PR #1790, opened 2026-06-18
verify we have the private key for an identity before signing

### LINKED ISSUE #1638: Implement Ownership Verification and Field Reconstruction [HIGH]
**Description**
When a responder receives a RecipientRequest with non-nil RecipientData, implement strict ownership verification by checking not just that the identity exists in the wallet, but that the wallet possesses the private key material by attempting to retrieve the signer. Never return the requester-supplied RecipientData object directly. Instead, fetch authentic audit info and metadata from the wallet's identity provider and reconstruct a fresh RecipientData object with verified fields. Validate that the TMSID matches expected configuration and reject requests for unauthorized TMS instances. If supplied fields don't match locally stored values or ownership cannot be proven, reject the request immediately. This prevents attackers from forcing responders to claim ownership of identities they don't control.

HayimShaul:
Verify we have the secret key for an id given in Echo Path matches a key in our wallet.
Addresses issue #1638

### DIFF
--- a/token/services/ttx/recipients.go
+++ b/token/services/ttx/recipients.go
@@ -514,12 +514,51 @@ func (s *RespondRequestRecipientIdentityView) Call(context view.Context) (any, e
 	var recipientIdentity view.Identity
 	isEcho := false
 	if recipientRequest.RecipientData != nil {
-		recipientData = recipientRequest.RecipientData
-		recipientIdentity = recipientData.Identity
-		if !w.Contains(context.Context(), recipientIdentity) {
-			return nil, errors.Errorf("cannot find identity [%s] in wallet [%s:%s]", recipientIdentity, wallet, recipientRequest.TMSID)
+		// Echo path: requester supplied an identity, verify strict ownership
+		suppliedIdentity := recipientRequest.RecipientData.Identity
+
+		// Step 1: Verify the identity exists in the wallet
+		if !w.Contains(context.Context(), suppliedIdentity) {
+			return nil, errors.Errorf("cannot find identity [%s] in wallet [%s:%s]", suppliedIdentity, wallet, recipientRequest.TMSID)
 		}
+
+		// Step 2: Verify we possess the private key by attempting to retrieve the signer
+		// This proves ownership, not just visibility
+		if !w.Remote() {
+			_, err = w.GetSigner(context.Context(), suppliedIdentity)
+			if err != nil {
+				return nil, errors.Wrapf(err, "cannot prove ownership of identity [%s]: failed to retrieve signer", suppliedIdentity)
+			}
+		}
+
+		// Step 3: Never return requester-supplied data directly
+		// Fetch authentic audit info and metadata from our own wallet's identity provider
+		auditInfo, err := w.GetAuditInfo(context.Context(), suppliedIdentity)
+		if err != nil {
+			return nil, errors.Wrapf(err, "failed to retrieve audit info for identity [%s]", suppliedIdentity)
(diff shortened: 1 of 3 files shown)


token/services/ttx/recipients.go
```diff
@@ -496,12 +496,51 @@ func (s *RespondRequestRecipientIdentityView) Call(context view.Context) (any, e
...
+			return nil, errors.Wrapf(err, "failed to retrieve token metadata for identity [%s]", suppliedIdentity)
+		}
+
+		tokenMetadataAuditInfo, err := w.GetTokenMetadataAuditInfo(suppliedIdentity)
+		if err != nil {
+			return nil, errors.Wrapf(err, "failed to retrieve token metadata audit info for identity [%s]", suppliedIdentity)
+		}
+
+		// Step 4: Reconstruct RecipientData with verified fields from trusted sources
+		recipientData = &RecipientData{
```
AkramBitar: Why you overwrite the original value and recontract the RecipientData?

AkramBitar (changes requested):

AkramBitar:
@adecaro could you please have a look at that PR? I need your help here. Thanks a lot.

token/services/ttx/recipients.go
```diff
@@ -496,12 +496,51 @@ func (s *RespondRequestRecipientIdentityView) Call(context view.Context) (any, e
...
+
+		// Step 1: Verify the identity exists in the wallet
+		if !w.Contains(context.Context(), suppliedIdentity) {
+			return nil, errors.Errorf("cannot find identity [%s] in wallet [%s:%s]", suppliedIdentity, wallet, recipientRequest.TMSID)
+		}
+
+		// Step 2: Verify we possess the private key by attempting to retrieve the signer
+		// This proves ownership, not just visibility
+		if !w.Remote() {
+			_, err = w.GetSigner(context.Context(), suppliedIdentity)
```
adecaro, line 528: please, can you explain why w.Contains does not guarantee that we are also able to sign with this identity? Under which condition does this happen?

token/services/ttx/recipients.go
adecaro: we should not return anything to caller in this case. Indeed, the caller can be an attacker that wants to extract the rest of the information knowing only an identity.

token/services/ttx/recipients.go
HayimShaul: w.Contains queries a wallet-to-identity mapping table — it answers "was this identity ever registered/bound to this wallet?" by checking a DB row written by BindIdentity or RegisterRecipientData. GetSigner is a completely separate question: "can I produce a cryptographic signature right now?" which requires the private key to be locally available and is answered by attempting to reconstruct a live signer via DeserializeSigner against a different store (StoreSignerInfo/the local key store). The two stores are populated by entirely independent code paths, so an identity can be fully enrolled in the wallet — its bytes bound to the wallet ID, its audit info persisted — while the private key never existed on this node. The canonical example is a remote/KMS wallet (IsRemote() == true, meaning userKeySKI == nil for Idemix or sID == nil for X.509) and an Idemix pseudonym registered as a counterparty recipient (where only BindIdentity + RegisterRecipientData were called, never RegisterSigner).

token/services/ttx/recipients.go
HayimShaul: good point

AkramBitar:
@HayimShaul 

Need to check how much performance degradation we have if we call  w.GetSigner?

──────────────────────────────

Search the data above for "have" and copy every line where it turns up.

verify we have the private key for an identity before signing
Verify we have the secret key for an id given in Echo Path matches a key in our wallet.
@adecaro could you please have a look at that PR? I need your help here. Thanks a lot.
Need to check how much performance degradation we have if we call  w.GetSigner?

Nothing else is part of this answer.